Choose and justify the appropriate diagnostic investigation (CT, MRI, MRV, LP) for a headache presentation based on clinical features and red flags
Enumerate the indications and absolute contraindications for lumbar puncture in headache management
Describe the governing anatomical principles of LP and demonstrate correct technique including positioning, landmark identification, needle insertion, pressure measurement, and CSF collection
Describe normal CSF reference values and interpret the characteristic CSF profiles of bacterial meningitis, viral meningitis, tuberculous meningitis, and subarachnoid haemorrhage
Distinguish a traumatic tap from true SAH using the blood-clearance rule across collection tubes and xanthochromia on spectrophotometry

INSTRUCTIONS

This module covers diagnostic test selection, LP technique, and CSF interpretation for headache. The CSF pattern table is a high-yield memorisation target. LP technique will be assessed on a mannequin in OSCE. Study the four CSF archetypes until you can generate the full pattern from the diagnosis name and vice versa.

References

Harrison's Principles of Internal Medicine, 21st ed., Ch. 17 — Headache and Appendix on LP and CSF Analysis (textbook)
API Textbook of Medicine, 10th ed. — Lumbar Puncture and CSF Analysis (textbook)
NICE Clinical Guideline CG176: Headache in Adults (guideline)
British Infection Association Consensus on Tuberculous Meningitis Diagnosis, 2009 (guideline)
IDSA Clinical Practice Guidelines for Cryptococcal Disease, 2010 (updated 2023) (guideline)

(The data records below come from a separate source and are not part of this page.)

PR #4503, opened 2025-01-10
feat(sdk): Allow to set and check whether an image is animated

zecakeh:
Using MSC4230.

While I was in the area I added a second commit to implement `Default` for the `Base*Info` types since they only have optional fields and it is easier to construct them that way when we don't want to set all fields.


poljar (approved):
Looks good.

poljar (changes requested):

zecakeh:
Fixed a typo too.

PR #4506, opened 2025-01-10
fix(store-encryption): Remove an unwrap that snuck in

poljar:
Found during my crusade against unwraps in the codebase.


andybalaam (approved):
Nice.

PR #4519, opened 2025-01-12
feat(sdk): Expose Client::server_versions publicly

zecakeh:
We have one specific use case at the moment for this in Fractal, to build the [UIAA fallback URL](https://spec.matrix.org/v1.13/client-server-api/#fallback) depending on the Matrix version.  Currently we always use the r0 version that is hardcoded in our code.

But I also don't see why it should not be public.


poljar (approved):
Thanks, indeed should be public.

PR #4521, opened 2025-01-13
feat(event cache): remove events when forgetting a room

bnjbvr:
Does what it says on the tin, and fixes a bug where clearing a room in the in-memory linked chunk would clear *all* rooms at once.

Part of #3280.


jmartinesp (approved):
LGTM, thanks!

PR #4525, opened 2025-01-13
fix(timeline): Add UTDs to the timeline conditionally

jmartinesp:
Should fix https://github.com/element-hq/element-x-ios/issues/3669.

Take into account the `should_add` parameter for including UTDs in the timeline, as is done for other types of events.

Signed-off-by:


jmartinesp:
The test matrix_sdk_integration_testing::tests::sliding_sync::room::test_delayed_invite_response_and_sent_message_decryption seems to be consistently failing [here](https://github.com/matrix-org/matrix-rust-sdk/blob/e19bdbfd59141de101f7d867e6fd398cf4a47667/testing/matrix-sdk-integration-testing/src/tests/sliding_sync/room.rs#L901) because the timeline doesn't contain any event, although the only actual code change in this PR is the `if should_add` check and I've confirmed with a debugger that it's `true`, so it should behave just as before 🫤 .

Hywan (approved):
Thanks for the fix!

PR #4526, opened 2025-01-13
tests: Add an encrypted snapshot of a SQLite db for regression tests

BillCarsonFr:
Adds a crypto SQLite database snapshot for regression tests. 
There was a similar test but with a clear database, this one is encrypted. This allows to cover the specific serialisation used
with encryption (rmp_serde). This would allow to detect regressions like this one #4499 that went un-noticed

Signed-off-by:


jmartinesp (approved):
Thanks!

PR #4529, opened 2025-01-14
feat(room): Add fn Room::own_membership_details

jmartinesp:
This will retrieve the room member info of both the current user and the info for the sender of the current user's room member event and make it accessible in the FFI layer.

This is needed for `RoomPreview` to display messages such as 'you were banned from this room by Foo'.

Signed-off-by:

### DIFF
--- a/crates/matrix-sdk/src/room/mod.rs
+++ b/crates/matrix-sdk/src/room/mod.rs
@@ -2852,6 +2852,35 @@ impl Room {
         Ok(Invite { invitee, inviter })
     }
 
+    /// Get the membership details for the current user.
+    ///
+    /// Returns:
+    ///     - If the current user was present in the room, a tuple of the
+    ///       current user's [`RoomMember`] info and the member info of the
+    ///       sender of that member event.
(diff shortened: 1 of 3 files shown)


crates/matrix-sdk/src/room/mod.rs
```diff
@@ -2852,6 +2852,35 @@ impl Room {
...
     }
 
+    /// Get the membership details for the current user.
+    ///
+    /// Returns:
+    ///     - If the current user was present in the room, a tuple of the
+    ///       current user's [`RoomMember`](RoomMember) info and the member info
+    ///       of the sender of that member event.
+    ///     - If the current user is not present, an error.
+    pub async fn own_membership_details(&self) -> Result<(RoomMember, Option<RoomMember>)> {
```
poljar, line 2862: Can we get a simple smoke test for this method, I know it's a pretty simple method but it would still be nice to test its basic functionality.

poljar (approved):
Looks sensible, a test for the method would be nice.

poljar (approved):

PR #4530, opened 2025-01-14
test: keep a single sync in `test_delayed_invite_response_and_sent_message_decryption()`

bnjbvr:
This removes one sync that happens in the background, because it's likely spurious and may be confusing the server about what's been seen by the current client.


testing/matrix-sdk-integration-testing/src/tests/sliding_sync/room.rs
```diff
@@ -853,74 +853,88 @@ async fn test_delayed_invite_response_and_sent_message_decryption() -> Result<()
...
+            if let Ok(Some(diffs)) = timeout(Duration::from_secs(3), room_stream.next()).await {
+                for diff in diffs {
+                    diff.apply(&mut rooms);
+                }
+            } else {
+                panic!("bob never founds out about the room");
+            }
         }
-    }
+    };
```
andybalaam, line 890: I would prefer if the contents of this {} were a separate function.

andybalaam (approved):
Looks good; one suggestion.

PR #4531, opened 2025-01-14
fix: Remove support for MSC3575

Hywan:
MSC3575 is the “first” and “old” version of sliding sync, implemented by the sliding sync proxy and probably other homeservers. MSC4186 is the “next” and “new” version of sliding sync, being implemented inside Synapse and probably other homeservers.

The Matrix Rust SDK was supporting both versions, aiming at giving time to homeservers to transition from the experimental MSC3575 to the stable, production ready MSC4186.

It is time to say good bye to MSC3575. ~This is what the first patch does.~

~This patch also needs to update ruma (to include https://github.com/ruma/ruma/pull/1995). Updating ruma involves a bit of breaking changes, it's addressed in a standalone second patch.~


crates/matrix-sdk-base/src/read_receipts.rs
```diff
@@ -241,10 +241,9 @@ impl RoomReadReceipts {
         let mut counting_receipts = false;
 
         for event in events {
-            // The sliding sync proxy sometimes sends the same event multiple times, so it
-            // can be at the beginning and end of a batch, for instance. In that
-            // case, just reset every time we see the event matching the
-            // receipt. NOTE: SS proxy workaround.
+            // Sliding sync sometimes sends the same event multiple times, so it can be at
+            // the beginning and end of a batch, for instance. In that case, just reset
+            // every time we see the event matching the
```
bnjbvr, line 246: nit: you lost a word here :D

crates/matrix-sdk-base/src/sliding_sync/http.rs
```diff
@@ -12,38 +12,8 @@
...
-    }
-}
-
-/// HTTP types from MSC4186.
-pub mod msc4186 {
-    pub use ruma::api::client::sync::sync_events::v5::*;
-}
-
-pub use msc4186::*;
+pub use ruma::api::client::sync::sync_events::v5::*;
```
bnjbvr, line 19: Can we get rid of this file now, and just use `use` with the ruma full path?

crates/matrix-sdk/src/client/futures.rs
```diff
@@ -67,15 +67,6 @@ impl<R> SendRequest<R> {
         self
     }
 
-    /// Replace this request's target (homeserver) with a custom one.
-    ///
-    /// This is useful at the moment because the current sliding sync
-    /// implementation uses a proxy server.
-    pub fn with_homeserver_override(mut self, homeserver_override: Option<String>) -> Self {
-        self.homeserver_override = homeserver_override;
```
bnjbvr, line 75: The field could also be removed, right?

crates/matrix-sdk/src/event_cache/room/mod.rs
```diff
@@ -248,11 +248,9 @@ impl RoomEventCacheInner {
         for raw_event in account_data {
             match raw_event.deserialize() {
                 Ok(AnyRoomAccountDataEvent::FullyRead(ev)) => {
-                    // Sometimes the sliding sync proxy sends many duplicates of the read marker
+                    // Sometimes sliding sync sends many duplicates of the read marker
                     // event. Don't forward it multiple times to avoid clutter
                     // the update channel.
```
bnjbvr, line 253: We're not sure the native implementation does that, but my feeling is that we can remove this comment and keep the code as is, maybe with a much shorter comment that sounds less accusatory.

bnjbvr (changes requested):
Exciting! I'd really like the Ruma update to happen separately, because it involves non-trivial changes related to reply fallbacks that I'd like to review without other changes, pretty please :pleading_face: :pray:

Hywan:
Yup, sure, ruma update has been extracted in https://github.com/matrix-org/matrix-rust-sdk/pull/4532.

crates/matrix-sdk-base/src/sliding_sync/http.rs
Hywan: I've removed this file, but `ruma::api::client::sync::sync_events::v5` is re-exported as `http` inside `matrix_sdk_base::sliding_sync`. I think it is still comfortable to use `matrix_sdk_base::sliding_sync::http` to get all the HTTP types for sliding sync without having to look for inside Ruma. It's just a module alias. What do you think?

bnjbvr: Hmm, I do get it's to avoid more changes that you're making this alias public, but if it's now part of our public API, this has semantic versioning implications: any changes to the underlying data structures becomes a breaking change in our public API, that we should mention, be aware of, etc.

Plus, it's another layer of indirection when browsing the code: if I look at a type `http::Something`, I may now think it's defined somewhere along here, find where the `http` declaration is, and find out it's a renaming from another module.

I'd rather not do that, if we can avoid it, and use the full paths in all places we use those types, making it super explicit and direct and non-ambiguous and not in our public API.

Hywan: As you prefer Sir.

Hywan: Done.

bnjbvr (approved):
yay :fire: :fire: :fire:

PR #1289, opened 2024-08-23
Forward blocks on Redis#call

mlarraz:
This matches the behavior of RedisClient#call


byroot:
Hum, why not, but maybe a test would be good.

byroot:
I tried to squash your commits and GitHub didn't like it, but it's effectively merged: https://github.com/redis/redis-rb/commit/a6759452a897911d69ca8b05645cf7a31ceaffac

Version 1.0 | NMC CBUC 2024

CLINICAL SCENARIO

Arjun, a 29-year-old medical resident, brings his 52-year-old patient to you: 'Sir, she came in with a thunderclap headache three hours ago. CT brain is normal. The attendant is asking why we're asking for a lumbar puncture when the CT is already normal.' Meanwhile, in the next bed, a 68-year-old man with a two-month history of subacute progressive headache and a CD4 count of 85 cells/µL has a CT showing no obvious space-occupying lesion. His team is debating whether LP is safe and what to look for in the CSF. And in the casualty, a 35-year-old woman with fever, headache, and neck stiffness has a blood culture drawn but her senior is hesitant about LP because 'what if she herniates?' Three different headache scenarios, three different clinical rationales for lumbar puncture, three different CSF profiles you must be able to predict and interpret. By the end of this module you will know when to image, when to puncture, how to puncture safely, and how to read a CSF report as fluently as you read a haemogram.

WHY THIS MATTERS

Diagnostic testing in headache is a high-stakes clinical skill. The wrong decision — imaging when LP is needed, or performing LP without imaging in raised ICP — can result in avoidable blindness, herniation, or missed diagnosis. The NMC competencies IM17.6 (choose and interpret diagnostic testing including imaging based on clinical diagnosis), IM17.7 (enumerate LP indications and describe CSF findings in different types of meningitis), IM17.8 (demonstrate LP technique on a mannequin), and IM17.9 (interpret CSF analysis reports) collectively address a skill set that is tested at both the knowledge and demonstration level. In Indian practice, the burden of tuberculous meningitis makes CSF interpretation — specifically distinguishing TBM from bacterial and viral meningitis — a particularly critical competency.

RECALL

Recall from your headache foundations module: thunderclap headache mandates CT then LP ≥12 hours — CT sensitivity for SAH is ~98% at 6 hours but falls to ~50% by 1 week. From your neuroanatomy: the lumbar cistern (L2–S2) contains the cauda equina and is the site of LP because the spinal cord ends at L1–L2 in adults — inserting below L2 avoids cord injury. The standard LP landmark is the iliac crest level = L4 (or L3–L4 or L4–L5 interspaces). From pathology: blood in the CSF degrades — oxyhaemoglobin (pink/yellow) appears within hours; xanthochromia (yellow-brown) from bilirubin forms within 2–4 hours and persists up to 2 weeks. From physiology: normal CSF is crystal-clear (water-clear), with opening pressure 10–20 cmH₂O in the lateral decubitus position, protein 15–45 mg/dL, glucose 50–80 mg/dL (CSF:serum ratio >0.6), WBC 0–5 lymphocytes/mm³, no RBCs, no organisms.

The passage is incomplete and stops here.